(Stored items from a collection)

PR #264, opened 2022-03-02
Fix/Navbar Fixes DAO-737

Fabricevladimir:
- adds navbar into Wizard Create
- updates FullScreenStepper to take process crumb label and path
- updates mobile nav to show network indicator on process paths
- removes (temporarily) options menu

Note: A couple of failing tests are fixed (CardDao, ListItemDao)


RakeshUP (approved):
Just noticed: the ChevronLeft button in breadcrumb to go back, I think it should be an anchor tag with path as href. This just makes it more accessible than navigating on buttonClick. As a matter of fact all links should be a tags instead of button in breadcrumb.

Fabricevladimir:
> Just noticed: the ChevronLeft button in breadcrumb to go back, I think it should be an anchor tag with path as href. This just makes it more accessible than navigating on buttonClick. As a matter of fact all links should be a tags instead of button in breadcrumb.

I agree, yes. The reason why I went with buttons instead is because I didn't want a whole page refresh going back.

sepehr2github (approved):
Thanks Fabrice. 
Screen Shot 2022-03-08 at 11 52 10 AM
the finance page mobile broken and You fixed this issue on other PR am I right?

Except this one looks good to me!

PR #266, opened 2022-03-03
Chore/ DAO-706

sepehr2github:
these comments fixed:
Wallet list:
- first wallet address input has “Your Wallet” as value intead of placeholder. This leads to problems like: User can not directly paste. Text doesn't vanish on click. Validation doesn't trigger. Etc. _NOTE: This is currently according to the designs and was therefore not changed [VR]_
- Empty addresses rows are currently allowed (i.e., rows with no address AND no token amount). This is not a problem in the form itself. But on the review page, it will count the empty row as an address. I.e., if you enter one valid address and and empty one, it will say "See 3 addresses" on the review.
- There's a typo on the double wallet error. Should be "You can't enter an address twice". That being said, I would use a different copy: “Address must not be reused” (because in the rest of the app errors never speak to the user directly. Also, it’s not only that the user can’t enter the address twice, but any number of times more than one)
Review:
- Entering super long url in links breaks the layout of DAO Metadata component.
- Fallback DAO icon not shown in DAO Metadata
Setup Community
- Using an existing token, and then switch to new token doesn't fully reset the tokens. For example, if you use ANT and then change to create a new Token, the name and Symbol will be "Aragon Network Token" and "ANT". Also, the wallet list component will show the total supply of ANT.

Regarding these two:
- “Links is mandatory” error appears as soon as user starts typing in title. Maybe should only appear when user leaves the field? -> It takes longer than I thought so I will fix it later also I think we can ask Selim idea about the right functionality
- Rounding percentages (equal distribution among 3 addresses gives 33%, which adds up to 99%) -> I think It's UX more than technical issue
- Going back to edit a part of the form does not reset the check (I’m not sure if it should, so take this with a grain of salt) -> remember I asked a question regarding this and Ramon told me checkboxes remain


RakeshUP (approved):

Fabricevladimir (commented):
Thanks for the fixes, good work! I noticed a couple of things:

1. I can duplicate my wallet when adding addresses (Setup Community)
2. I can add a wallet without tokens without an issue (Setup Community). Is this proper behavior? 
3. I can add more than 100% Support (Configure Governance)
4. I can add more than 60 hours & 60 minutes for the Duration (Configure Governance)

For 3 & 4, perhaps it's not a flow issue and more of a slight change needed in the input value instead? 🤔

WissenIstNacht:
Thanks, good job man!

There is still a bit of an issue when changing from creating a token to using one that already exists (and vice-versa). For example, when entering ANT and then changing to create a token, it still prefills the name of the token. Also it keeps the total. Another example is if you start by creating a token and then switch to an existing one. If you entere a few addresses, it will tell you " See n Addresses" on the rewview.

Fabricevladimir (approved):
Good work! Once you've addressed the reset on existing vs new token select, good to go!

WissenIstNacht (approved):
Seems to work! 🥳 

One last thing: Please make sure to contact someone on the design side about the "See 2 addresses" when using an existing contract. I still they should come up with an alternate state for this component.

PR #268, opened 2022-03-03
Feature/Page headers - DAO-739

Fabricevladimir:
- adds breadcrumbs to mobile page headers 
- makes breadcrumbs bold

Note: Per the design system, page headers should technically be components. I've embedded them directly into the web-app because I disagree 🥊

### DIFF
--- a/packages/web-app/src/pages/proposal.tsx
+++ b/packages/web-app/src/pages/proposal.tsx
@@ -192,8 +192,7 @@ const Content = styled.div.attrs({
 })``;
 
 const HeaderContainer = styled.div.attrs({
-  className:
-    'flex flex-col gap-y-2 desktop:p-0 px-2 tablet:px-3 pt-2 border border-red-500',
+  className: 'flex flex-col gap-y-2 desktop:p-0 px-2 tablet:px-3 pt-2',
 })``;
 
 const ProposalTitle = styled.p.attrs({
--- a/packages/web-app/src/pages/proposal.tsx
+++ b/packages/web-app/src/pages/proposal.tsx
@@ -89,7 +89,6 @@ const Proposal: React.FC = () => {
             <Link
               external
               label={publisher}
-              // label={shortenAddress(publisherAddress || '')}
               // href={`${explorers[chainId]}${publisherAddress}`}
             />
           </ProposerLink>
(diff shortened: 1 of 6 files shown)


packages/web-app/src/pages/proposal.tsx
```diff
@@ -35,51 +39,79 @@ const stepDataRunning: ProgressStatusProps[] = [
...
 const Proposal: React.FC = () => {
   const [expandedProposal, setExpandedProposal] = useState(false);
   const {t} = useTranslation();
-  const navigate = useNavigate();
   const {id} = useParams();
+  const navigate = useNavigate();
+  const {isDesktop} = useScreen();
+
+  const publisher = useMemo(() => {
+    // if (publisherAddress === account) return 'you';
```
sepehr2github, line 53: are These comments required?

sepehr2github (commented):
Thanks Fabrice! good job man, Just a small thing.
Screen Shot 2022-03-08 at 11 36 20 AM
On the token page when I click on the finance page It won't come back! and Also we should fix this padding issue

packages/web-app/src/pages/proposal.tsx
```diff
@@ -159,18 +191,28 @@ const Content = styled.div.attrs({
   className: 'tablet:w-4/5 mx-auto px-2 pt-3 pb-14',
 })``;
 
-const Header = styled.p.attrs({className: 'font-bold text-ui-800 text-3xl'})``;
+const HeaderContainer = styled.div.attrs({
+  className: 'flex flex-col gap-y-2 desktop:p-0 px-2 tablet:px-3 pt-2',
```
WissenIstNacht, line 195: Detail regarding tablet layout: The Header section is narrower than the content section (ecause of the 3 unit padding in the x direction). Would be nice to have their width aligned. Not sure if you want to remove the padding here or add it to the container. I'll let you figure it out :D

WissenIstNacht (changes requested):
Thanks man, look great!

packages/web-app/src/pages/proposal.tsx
==
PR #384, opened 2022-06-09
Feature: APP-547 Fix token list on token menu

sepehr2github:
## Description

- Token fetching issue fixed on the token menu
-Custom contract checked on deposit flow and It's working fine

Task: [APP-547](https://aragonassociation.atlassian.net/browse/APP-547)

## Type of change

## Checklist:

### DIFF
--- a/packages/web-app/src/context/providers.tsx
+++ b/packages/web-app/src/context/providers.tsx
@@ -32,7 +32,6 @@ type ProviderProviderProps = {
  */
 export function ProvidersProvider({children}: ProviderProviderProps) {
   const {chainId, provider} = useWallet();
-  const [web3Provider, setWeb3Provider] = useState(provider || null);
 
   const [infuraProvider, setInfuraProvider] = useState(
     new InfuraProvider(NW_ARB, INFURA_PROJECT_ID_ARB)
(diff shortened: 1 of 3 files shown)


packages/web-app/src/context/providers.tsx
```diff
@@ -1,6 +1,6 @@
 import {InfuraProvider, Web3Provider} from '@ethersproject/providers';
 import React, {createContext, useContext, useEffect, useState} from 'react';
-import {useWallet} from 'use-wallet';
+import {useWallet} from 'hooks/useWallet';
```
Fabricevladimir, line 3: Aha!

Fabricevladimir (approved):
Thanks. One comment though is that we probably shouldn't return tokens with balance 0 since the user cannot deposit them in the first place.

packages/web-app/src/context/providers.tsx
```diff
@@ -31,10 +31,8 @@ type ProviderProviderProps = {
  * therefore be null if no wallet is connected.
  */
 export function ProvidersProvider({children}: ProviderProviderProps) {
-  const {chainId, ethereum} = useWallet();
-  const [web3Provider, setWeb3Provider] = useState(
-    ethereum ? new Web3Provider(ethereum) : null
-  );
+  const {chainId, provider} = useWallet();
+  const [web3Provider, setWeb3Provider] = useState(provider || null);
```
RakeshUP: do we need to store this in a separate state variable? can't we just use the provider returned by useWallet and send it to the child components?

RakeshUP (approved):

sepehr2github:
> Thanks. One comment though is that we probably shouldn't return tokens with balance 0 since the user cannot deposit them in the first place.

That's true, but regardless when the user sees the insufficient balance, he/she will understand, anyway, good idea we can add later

### PROBLEM REQUIREMENTS
Reproduce the lines above, beginning at the line with "PR #264, opened 2022-03-02" and stopping after the line with "- Empty addresses", exactly as they are.

### REPLY TO THE TASK
PR #264, opened 2022-03-02
Fix/Navbar Fixes DAO-737

Fabricevladimir:
- adds navbar into Wizard Create
- updates FullScreenStepper to take process crumb label and path
- updates mobile nav to show network indicator on process paths
- removes (temporarily) options menu

Note: A couple of failing tests are fixed (CardDao, ListItemDao)


RakeshUP (approved):
Just noticed: the ChevronLeft button in breadcrumb to go back, I think it should be an anchor tag with path as href. This just makes it more accessible than navigating on buttonClick. As a matter of fact all links should be a tags instead of button in breadcrumb.

Fabricevladimir:
> Just noticed: the ChevronLeft button in breadcrumb to go back, I think it should be an anchor tag with path as href. This just makes it more accessible than navigating on buttonClick. As a matter of fact all links should be a tags instead of button in breadcrumb.

I agree, yes. The reason why I went with buttons instead is because I didn't want a whole page refresh going back.

sepehr2github (approved):
Thanks Fabrice. 
Screen Shot 2022-03-08 at 11 52 10 AM
the finance page mobile broken and You fixed this issue on other PR am I right?

Except this one looks good to me!

PR #266, opened 2022-03-03
Chore/ DAO-706

sepehr2github:
these comments fixed:
Wallet list:
- first wallet address input has “Your Wallet” as value intead of placeholder. This leads to problems like: User can not directly paste. Text doesn't vanish on click. Validation doesn't trigger. Etc. _NOTE: This is currently according to the designs and was therefore not changed [VR]_
- Empty addresses rows are currently allowed (i.e., rows with no address AND no token amount). This is not a problem in the form itself. But on the review page, it will count the empty row as an address. I.e., if you enter one valid address and and empty one, it will say "See 3 addresses" on the review.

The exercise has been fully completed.